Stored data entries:
"""

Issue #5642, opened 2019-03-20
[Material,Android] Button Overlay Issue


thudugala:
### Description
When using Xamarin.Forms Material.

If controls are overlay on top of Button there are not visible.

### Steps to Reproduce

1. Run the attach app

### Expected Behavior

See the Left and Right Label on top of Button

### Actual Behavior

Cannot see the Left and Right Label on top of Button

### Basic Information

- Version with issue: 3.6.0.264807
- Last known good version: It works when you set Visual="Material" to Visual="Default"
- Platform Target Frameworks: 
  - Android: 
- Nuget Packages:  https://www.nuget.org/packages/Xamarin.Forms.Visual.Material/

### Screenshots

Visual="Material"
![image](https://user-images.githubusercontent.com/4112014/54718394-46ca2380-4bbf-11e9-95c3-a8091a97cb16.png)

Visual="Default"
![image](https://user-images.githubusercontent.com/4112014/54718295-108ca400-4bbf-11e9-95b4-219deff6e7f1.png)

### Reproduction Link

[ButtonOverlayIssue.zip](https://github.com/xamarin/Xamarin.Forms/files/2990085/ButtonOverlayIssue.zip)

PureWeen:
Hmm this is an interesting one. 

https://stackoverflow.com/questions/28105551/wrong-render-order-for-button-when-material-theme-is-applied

"""
"""

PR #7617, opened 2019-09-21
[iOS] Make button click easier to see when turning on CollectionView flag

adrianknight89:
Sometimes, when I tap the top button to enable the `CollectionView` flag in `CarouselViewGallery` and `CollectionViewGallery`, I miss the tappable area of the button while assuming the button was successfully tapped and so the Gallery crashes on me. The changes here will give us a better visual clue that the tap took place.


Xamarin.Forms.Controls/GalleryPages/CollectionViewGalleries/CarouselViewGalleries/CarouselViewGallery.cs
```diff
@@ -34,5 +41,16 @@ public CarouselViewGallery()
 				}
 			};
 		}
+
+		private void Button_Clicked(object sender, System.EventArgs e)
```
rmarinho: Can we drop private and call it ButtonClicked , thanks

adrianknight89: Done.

"""
"""

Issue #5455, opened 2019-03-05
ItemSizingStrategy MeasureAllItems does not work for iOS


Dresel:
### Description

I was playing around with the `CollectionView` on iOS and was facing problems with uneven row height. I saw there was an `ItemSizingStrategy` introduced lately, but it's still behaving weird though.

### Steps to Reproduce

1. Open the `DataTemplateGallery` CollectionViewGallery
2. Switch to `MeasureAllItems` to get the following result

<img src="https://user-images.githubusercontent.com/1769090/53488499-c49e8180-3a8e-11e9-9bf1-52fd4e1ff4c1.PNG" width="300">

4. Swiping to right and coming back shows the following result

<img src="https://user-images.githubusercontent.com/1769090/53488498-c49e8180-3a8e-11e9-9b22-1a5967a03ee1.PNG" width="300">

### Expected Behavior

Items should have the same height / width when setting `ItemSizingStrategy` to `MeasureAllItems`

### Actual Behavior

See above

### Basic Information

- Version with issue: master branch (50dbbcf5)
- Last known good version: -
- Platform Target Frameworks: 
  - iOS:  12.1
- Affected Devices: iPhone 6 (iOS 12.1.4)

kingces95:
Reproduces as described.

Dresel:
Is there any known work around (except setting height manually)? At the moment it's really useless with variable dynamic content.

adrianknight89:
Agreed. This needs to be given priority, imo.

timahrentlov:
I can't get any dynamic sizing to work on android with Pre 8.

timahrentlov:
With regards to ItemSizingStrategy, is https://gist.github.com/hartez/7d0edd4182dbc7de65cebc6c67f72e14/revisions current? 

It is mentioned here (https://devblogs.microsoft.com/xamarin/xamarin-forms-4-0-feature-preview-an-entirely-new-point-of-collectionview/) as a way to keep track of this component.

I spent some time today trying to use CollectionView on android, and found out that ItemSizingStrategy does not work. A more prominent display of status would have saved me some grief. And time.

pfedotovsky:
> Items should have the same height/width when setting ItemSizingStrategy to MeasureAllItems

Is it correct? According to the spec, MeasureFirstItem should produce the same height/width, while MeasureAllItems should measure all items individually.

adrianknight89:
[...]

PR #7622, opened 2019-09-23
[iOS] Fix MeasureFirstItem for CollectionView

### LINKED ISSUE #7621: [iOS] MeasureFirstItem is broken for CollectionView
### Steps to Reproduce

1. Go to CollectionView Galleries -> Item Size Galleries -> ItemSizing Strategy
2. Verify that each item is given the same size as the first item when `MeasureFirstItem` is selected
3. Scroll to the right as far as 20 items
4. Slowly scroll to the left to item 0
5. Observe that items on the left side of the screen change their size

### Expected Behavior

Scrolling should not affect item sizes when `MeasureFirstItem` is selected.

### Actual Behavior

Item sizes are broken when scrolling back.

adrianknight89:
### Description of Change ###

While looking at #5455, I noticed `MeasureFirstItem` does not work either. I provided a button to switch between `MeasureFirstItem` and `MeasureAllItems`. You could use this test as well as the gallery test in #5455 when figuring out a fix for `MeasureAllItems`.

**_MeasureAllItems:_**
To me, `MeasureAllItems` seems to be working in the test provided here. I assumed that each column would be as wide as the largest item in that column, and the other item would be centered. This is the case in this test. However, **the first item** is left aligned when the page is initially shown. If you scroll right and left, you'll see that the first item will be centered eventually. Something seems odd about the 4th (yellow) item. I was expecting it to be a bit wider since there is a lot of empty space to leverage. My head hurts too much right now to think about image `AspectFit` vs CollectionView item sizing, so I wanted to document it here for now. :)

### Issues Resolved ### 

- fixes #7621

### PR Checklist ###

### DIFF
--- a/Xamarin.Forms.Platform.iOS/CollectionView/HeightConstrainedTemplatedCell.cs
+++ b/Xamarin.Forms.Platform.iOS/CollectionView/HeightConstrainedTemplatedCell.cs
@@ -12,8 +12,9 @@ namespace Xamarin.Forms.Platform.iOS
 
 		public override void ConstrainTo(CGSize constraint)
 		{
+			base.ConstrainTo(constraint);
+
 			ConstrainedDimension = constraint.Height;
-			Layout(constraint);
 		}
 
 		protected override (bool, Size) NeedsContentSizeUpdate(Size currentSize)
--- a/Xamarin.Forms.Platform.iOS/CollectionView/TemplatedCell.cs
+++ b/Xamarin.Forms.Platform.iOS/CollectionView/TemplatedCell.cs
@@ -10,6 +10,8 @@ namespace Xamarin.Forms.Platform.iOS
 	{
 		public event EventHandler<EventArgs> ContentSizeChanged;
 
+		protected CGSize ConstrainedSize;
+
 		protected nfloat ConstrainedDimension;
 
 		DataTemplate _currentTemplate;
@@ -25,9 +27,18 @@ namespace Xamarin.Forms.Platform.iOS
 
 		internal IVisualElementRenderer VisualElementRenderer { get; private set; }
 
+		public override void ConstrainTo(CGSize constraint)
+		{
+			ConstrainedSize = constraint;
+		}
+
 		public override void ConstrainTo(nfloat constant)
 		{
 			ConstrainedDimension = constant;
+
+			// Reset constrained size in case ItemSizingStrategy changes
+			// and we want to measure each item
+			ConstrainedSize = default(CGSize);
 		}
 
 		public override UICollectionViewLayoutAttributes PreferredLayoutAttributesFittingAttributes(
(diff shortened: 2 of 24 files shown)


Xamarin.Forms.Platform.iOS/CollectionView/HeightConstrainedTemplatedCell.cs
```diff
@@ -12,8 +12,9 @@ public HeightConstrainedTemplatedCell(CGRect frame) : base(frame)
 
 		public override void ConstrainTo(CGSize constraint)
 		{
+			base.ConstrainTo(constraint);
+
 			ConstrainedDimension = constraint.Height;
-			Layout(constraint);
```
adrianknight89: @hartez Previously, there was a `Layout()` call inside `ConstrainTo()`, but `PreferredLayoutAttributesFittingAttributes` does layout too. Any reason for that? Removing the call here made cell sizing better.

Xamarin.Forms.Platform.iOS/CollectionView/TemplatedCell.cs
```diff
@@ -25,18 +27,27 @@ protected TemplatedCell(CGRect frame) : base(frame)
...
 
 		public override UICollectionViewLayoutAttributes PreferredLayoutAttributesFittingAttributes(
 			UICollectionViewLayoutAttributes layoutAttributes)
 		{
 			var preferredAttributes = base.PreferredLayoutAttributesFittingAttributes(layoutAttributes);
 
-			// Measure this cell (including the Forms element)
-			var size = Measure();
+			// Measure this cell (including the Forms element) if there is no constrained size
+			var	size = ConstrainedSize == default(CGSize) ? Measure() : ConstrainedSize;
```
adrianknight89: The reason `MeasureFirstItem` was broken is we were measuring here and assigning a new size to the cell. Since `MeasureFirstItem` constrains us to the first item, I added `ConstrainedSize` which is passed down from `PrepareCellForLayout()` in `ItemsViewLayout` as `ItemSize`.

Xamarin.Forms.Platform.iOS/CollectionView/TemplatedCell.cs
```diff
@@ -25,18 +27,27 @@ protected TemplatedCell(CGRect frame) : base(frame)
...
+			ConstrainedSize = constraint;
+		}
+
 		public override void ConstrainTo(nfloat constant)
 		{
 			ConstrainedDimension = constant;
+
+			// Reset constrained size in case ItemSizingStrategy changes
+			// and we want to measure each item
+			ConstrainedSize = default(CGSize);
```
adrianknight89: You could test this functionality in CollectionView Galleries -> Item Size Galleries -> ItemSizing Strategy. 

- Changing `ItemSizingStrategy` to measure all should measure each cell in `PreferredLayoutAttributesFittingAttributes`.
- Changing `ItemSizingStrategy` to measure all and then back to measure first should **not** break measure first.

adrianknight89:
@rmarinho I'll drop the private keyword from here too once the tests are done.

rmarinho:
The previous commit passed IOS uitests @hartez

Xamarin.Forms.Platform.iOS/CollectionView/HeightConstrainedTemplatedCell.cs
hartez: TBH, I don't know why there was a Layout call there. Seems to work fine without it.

"""

Task objective = Please say how many lines in the records above contain the word "private". Give the number alone.

Response area = 4